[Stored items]
◆ ◆ ◆ ◆
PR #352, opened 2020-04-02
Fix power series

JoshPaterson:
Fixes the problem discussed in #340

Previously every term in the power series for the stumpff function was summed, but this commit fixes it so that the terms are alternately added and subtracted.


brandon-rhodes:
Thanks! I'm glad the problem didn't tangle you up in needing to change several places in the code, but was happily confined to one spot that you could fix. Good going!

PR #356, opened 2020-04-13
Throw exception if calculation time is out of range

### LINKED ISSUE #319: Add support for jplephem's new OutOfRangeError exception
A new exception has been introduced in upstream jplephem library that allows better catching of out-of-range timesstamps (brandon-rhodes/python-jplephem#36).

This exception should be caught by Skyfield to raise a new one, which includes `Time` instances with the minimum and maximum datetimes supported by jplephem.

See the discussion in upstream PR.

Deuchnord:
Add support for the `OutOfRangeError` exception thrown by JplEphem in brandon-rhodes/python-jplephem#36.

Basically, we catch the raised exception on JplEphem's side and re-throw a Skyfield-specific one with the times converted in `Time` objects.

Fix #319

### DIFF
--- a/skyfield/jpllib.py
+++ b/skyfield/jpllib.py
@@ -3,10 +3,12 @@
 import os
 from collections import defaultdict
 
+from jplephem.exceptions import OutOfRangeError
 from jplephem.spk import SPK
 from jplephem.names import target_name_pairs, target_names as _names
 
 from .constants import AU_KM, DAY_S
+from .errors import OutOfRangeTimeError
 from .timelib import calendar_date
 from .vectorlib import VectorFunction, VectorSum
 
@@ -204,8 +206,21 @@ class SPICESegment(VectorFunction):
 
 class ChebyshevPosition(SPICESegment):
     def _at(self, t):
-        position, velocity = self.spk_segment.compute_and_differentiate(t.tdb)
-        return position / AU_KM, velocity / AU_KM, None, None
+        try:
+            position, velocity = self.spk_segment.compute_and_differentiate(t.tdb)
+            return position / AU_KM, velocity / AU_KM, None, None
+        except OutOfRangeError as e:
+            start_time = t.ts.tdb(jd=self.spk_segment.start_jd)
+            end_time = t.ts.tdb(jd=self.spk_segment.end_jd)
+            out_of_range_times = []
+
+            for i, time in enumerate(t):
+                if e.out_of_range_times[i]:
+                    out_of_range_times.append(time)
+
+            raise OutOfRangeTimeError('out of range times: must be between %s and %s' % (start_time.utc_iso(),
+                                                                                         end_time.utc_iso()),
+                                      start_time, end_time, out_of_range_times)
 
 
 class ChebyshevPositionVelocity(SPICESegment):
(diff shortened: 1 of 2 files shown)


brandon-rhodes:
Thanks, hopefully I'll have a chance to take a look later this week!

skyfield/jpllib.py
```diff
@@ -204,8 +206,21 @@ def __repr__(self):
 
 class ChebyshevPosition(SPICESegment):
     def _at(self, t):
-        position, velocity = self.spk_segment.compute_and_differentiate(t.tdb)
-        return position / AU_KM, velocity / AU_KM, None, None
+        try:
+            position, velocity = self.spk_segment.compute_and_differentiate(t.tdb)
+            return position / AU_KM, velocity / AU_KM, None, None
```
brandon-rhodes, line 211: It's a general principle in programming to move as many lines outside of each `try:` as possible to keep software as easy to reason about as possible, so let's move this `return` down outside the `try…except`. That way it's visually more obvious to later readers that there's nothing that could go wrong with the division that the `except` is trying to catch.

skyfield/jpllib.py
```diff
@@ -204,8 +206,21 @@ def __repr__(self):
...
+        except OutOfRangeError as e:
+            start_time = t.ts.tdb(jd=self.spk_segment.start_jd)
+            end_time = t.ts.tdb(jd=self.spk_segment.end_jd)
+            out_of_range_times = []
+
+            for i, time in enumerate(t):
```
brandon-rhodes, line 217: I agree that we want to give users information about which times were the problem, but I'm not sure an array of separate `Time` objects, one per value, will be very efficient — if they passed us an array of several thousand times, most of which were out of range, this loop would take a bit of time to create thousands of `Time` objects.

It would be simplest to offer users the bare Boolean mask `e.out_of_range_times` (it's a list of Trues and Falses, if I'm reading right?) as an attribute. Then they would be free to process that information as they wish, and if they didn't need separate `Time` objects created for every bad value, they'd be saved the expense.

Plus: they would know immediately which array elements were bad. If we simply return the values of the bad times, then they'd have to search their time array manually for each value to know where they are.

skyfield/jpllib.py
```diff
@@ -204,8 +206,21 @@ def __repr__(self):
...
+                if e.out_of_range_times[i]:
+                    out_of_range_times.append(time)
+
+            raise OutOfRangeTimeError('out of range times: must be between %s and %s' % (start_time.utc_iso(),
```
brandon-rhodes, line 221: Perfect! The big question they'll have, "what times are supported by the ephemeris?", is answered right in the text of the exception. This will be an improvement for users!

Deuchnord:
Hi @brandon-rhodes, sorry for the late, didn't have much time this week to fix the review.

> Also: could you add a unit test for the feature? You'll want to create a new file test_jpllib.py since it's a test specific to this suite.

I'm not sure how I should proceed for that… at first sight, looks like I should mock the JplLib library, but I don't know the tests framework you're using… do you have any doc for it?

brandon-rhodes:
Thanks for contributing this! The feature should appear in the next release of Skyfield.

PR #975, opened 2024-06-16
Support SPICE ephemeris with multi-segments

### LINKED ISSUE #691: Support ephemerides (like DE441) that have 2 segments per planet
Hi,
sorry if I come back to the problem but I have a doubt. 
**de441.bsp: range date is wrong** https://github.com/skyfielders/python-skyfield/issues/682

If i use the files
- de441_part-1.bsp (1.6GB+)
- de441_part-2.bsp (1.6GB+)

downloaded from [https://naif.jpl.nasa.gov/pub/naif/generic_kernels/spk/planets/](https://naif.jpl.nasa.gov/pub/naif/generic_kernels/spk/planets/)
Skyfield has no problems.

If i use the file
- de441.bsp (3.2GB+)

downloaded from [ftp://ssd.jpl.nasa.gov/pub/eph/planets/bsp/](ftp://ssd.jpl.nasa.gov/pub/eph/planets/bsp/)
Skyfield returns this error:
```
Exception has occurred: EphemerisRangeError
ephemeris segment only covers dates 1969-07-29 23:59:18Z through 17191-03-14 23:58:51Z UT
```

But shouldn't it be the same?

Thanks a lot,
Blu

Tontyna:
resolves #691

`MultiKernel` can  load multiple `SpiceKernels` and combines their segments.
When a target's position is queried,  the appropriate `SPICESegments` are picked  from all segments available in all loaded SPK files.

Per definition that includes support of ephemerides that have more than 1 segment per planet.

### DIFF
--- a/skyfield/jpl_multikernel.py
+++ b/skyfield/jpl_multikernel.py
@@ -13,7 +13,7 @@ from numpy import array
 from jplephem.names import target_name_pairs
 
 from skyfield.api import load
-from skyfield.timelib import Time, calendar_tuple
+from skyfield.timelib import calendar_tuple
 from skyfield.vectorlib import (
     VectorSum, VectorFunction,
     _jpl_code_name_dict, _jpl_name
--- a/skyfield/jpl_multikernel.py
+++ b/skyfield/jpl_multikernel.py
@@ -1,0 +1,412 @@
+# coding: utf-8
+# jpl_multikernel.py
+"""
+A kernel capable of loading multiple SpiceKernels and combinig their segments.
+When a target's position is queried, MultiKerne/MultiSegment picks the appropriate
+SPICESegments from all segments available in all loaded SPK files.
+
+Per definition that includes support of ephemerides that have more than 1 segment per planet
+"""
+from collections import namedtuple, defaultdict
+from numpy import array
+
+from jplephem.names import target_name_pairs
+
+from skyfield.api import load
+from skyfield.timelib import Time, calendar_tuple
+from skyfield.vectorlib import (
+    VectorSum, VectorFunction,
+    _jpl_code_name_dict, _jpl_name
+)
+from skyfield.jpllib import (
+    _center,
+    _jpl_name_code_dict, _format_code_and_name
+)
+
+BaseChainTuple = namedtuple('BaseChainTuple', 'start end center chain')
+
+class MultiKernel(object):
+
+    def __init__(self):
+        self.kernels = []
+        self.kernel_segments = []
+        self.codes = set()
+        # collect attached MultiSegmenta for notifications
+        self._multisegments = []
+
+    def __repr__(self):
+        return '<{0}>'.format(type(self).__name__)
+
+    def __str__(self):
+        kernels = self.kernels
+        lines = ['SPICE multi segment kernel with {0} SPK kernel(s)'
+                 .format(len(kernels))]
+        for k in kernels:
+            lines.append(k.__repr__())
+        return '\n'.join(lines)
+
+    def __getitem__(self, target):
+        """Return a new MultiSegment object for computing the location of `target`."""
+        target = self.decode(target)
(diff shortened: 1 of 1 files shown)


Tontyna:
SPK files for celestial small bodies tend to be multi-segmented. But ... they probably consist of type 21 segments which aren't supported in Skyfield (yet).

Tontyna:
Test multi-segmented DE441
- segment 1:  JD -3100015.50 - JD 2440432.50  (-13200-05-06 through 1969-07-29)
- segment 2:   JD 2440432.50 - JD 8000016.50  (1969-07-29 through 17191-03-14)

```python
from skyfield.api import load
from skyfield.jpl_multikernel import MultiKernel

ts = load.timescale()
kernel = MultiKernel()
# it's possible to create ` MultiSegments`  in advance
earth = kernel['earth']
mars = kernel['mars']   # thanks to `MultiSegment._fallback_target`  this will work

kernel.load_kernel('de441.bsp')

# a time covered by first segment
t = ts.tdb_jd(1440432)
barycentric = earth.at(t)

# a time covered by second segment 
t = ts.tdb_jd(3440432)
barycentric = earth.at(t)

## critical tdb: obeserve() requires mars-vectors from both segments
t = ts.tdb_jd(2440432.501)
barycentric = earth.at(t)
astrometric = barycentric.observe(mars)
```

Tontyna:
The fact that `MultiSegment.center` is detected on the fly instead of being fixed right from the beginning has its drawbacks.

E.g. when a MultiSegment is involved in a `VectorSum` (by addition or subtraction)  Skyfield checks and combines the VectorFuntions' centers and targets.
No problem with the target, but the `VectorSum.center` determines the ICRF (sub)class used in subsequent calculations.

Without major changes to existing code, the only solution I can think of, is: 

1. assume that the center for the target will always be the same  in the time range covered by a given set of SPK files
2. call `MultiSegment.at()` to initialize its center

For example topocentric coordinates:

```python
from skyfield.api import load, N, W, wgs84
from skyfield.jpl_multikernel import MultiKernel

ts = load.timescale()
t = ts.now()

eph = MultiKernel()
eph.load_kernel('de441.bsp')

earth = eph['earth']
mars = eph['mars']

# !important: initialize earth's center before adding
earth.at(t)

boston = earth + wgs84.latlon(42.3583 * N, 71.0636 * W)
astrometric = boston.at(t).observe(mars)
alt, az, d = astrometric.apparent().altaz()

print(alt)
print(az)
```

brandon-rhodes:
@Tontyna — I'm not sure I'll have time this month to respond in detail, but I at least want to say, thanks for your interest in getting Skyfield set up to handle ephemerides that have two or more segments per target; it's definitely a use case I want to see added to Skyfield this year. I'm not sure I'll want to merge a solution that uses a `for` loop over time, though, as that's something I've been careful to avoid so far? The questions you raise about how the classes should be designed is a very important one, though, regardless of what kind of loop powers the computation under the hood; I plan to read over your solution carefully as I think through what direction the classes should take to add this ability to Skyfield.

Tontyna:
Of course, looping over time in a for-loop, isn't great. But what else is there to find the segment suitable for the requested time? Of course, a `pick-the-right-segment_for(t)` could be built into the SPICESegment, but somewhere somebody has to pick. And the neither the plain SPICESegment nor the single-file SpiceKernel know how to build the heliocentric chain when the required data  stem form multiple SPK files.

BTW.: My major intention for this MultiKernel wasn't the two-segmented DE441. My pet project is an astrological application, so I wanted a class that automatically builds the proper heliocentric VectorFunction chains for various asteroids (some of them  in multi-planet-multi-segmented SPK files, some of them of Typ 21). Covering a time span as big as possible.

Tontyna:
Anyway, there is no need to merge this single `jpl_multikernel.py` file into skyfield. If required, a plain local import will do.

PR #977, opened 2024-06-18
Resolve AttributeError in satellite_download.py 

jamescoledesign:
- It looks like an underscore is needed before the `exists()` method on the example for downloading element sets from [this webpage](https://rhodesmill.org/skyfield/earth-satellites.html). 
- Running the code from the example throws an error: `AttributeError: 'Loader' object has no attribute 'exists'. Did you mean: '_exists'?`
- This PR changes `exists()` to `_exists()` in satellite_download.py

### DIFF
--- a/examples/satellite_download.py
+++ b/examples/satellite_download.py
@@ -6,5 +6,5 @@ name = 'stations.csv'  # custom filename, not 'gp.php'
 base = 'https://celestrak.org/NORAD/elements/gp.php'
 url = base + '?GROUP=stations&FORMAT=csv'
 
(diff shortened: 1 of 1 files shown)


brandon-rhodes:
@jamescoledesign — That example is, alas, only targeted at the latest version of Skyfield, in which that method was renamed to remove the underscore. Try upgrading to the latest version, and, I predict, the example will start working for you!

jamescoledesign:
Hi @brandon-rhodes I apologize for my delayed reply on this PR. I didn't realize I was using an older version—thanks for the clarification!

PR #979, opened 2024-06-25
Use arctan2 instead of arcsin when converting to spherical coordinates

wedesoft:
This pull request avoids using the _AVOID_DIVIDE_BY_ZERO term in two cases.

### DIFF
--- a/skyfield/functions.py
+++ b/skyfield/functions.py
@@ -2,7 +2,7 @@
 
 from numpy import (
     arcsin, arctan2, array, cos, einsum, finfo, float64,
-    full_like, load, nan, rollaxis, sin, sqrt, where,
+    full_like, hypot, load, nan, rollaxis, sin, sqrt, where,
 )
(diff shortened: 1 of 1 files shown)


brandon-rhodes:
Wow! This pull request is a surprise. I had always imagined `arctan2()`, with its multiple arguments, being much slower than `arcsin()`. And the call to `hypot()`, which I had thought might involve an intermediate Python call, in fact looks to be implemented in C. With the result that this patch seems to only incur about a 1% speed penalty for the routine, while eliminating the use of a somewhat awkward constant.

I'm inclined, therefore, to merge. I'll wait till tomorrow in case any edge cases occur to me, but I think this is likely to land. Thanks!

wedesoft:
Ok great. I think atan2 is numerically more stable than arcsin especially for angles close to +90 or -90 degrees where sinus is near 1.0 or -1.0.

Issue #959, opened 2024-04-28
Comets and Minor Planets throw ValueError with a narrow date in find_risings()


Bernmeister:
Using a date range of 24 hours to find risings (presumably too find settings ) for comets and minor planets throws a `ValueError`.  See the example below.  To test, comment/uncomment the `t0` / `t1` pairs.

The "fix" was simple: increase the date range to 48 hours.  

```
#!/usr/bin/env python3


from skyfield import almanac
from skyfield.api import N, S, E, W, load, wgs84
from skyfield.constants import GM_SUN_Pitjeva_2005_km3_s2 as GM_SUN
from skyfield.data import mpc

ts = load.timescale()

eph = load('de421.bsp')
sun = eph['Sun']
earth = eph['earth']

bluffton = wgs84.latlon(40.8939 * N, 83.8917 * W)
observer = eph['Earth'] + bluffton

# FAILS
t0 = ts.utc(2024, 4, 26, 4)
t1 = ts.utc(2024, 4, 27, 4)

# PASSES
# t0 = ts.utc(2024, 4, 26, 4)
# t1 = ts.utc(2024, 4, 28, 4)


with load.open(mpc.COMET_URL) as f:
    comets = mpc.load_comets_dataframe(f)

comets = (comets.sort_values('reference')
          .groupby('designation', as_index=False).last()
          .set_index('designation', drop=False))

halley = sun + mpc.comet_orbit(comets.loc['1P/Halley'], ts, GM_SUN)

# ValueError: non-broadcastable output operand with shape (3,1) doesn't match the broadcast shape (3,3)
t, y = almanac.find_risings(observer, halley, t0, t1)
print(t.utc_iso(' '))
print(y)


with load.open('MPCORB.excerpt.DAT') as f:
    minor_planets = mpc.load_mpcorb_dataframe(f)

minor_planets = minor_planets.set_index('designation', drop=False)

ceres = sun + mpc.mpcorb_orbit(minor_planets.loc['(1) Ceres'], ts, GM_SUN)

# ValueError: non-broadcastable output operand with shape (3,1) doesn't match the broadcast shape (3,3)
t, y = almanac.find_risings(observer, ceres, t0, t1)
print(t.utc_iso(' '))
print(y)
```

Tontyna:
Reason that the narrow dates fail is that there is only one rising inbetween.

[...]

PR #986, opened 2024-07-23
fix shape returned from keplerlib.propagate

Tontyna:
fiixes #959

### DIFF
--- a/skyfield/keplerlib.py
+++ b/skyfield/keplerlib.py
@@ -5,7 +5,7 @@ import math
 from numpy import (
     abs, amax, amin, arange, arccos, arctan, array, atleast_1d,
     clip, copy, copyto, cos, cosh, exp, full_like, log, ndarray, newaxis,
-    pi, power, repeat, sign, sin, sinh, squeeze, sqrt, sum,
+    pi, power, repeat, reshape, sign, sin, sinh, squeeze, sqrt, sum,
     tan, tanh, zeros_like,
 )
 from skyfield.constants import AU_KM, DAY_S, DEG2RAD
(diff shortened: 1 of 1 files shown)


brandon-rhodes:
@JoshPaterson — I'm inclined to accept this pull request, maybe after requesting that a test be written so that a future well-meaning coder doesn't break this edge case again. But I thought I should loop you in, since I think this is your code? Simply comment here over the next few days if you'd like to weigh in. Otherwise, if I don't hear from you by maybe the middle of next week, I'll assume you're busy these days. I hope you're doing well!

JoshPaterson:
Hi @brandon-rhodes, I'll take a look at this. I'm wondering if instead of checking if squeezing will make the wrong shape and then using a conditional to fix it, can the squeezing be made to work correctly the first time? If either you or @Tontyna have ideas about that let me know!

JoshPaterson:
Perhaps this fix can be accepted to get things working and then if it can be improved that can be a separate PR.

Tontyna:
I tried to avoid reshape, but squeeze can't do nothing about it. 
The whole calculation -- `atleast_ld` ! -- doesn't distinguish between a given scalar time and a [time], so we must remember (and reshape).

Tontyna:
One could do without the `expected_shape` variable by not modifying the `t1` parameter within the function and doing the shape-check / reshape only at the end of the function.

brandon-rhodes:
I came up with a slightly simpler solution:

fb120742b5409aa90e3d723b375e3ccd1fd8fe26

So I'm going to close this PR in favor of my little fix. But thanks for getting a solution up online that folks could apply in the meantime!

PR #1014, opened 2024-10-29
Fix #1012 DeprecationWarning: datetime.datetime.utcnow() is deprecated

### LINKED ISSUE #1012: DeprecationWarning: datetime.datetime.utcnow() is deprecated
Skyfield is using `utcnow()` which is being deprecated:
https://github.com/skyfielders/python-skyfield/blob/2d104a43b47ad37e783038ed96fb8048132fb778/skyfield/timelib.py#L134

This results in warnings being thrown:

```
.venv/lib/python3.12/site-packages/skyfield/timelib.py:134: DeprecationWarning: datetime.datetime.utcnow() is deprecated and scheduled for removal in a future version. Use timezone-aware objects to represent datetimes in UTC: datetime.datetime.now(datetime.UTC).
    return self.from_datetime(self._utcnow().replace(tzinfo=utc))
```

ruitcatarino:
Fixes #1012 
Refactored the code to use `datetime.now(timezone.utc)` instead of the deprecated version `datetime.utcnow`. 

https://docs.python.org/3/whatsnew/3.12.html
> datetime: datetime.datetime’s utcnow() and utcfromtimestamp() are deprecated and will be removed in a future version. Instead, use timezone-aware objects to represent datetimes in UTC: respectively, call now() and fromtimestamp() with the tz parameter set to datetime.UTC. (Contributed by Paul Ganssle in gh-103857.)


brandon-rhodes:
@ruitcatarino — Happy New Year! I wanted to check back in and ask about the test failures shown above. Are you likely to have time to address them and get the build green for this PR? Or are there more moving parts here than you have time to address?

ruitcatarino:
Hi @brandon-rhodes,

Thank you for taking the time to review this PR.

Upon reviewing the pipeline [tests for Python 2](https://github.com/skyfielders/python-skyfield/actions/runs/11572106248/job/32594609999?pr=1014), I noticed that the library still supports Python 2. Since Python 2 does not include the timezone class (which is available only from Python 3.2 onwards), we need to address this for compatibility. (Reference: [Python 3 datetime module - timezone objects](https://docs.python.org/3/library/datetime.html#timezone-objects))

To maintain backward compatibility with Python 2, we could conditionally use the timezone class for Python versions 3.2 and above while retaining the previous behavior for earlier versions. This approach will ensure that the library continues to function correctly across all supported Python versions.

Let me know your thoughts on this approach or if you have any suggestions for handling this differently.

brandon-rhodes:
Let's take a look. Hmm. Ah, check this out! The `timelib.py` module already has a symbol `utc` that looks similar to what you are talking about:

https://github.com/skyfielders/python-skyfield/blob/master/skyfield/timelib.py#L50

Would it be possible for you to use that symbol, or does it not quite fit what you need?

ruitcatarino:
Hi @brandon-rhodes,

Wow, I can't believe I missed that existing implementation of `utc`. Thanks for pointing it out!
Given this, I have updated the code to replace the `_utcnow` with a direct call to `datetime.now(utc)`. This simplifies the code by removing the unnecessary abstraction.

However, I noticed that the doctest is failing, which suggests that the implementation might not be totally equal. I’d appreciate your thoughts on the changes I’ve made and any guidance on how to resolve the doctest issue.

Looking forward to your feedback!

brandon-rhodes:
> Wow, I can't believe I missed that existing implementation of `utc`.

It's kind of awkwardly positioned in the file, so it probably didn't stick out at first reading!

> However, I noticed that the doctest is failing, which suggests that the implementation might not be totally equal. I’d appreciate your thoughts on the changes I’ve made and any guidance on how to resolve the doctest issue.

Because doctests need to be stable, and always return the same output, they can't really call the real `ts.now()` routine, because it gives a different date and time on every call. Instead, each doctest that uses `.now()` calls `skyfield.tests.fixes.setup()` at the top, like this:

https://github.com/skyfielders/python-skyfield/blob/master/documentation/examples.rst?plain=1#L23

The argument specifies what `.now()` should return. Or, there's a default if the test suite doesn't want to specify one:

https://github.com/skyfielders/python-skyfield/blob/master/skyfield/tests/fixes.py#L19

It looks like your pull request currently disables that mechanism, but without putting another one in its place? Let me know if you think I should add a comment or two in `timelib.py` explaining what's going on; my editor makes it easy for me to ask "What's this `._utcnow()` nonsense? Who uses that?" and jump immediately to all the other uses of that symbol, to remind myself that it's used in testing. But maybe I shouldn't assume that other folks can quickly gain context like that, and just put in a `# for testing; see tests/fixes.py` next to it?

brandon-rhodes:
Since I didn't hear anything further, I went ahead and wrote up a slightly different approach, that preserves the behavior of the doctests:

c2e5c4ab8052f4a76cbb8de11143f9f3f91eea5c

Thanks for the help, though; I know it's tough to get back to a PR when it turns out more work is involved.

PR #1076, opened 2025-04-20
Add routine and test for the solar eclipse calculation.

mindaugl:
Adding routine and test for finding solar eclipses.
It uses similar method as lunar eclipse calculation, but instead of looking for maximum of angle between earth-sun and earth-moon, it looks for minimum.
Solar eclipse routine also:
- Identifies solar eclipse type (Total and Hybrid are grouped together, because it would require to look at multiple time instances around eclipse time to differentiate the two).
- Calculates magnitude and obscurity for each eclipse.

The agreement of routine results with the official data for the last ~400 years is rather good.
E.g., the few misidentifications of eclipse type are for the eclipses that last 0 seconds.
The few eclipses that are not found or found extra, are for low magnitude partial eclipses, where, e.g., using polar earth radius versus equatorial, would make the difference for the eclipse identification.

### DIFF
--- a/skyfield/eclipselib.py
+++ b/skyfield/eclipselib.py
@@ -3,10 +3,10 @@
◆ ◆ ◆ ◆
-- Your task --
Extract, please, the lines from the start of the entries above through the one with "A new exception", both included, reproducing each exactly and adding nothing.

-- Answer to this problem --
PR #352, opened 2020-04-02
Fix power series

JoshPaterson:
Fixes the problem discussed in #340

Previously every term in the power series for the stumpff function was summed, but this commit fixes it so that the terms are alternately added and subtracted.


brandon-rhodes:
Thanks! I'm glad the problem didn't tangle you up in needing to change several places in the code, but was happily confined to one spot that you could fix. Good going!

PR #356, opened 2020-04-13
Throw exception if calculation time is out of range

### LINKED ISSUE #319: Add support for jplephem's new OutOfRangeError exception
A new exception has been introduced in upstream jplephem library that allows better catching of out-of-range timesstamps (brandon-rhodes/python-jplephem#36).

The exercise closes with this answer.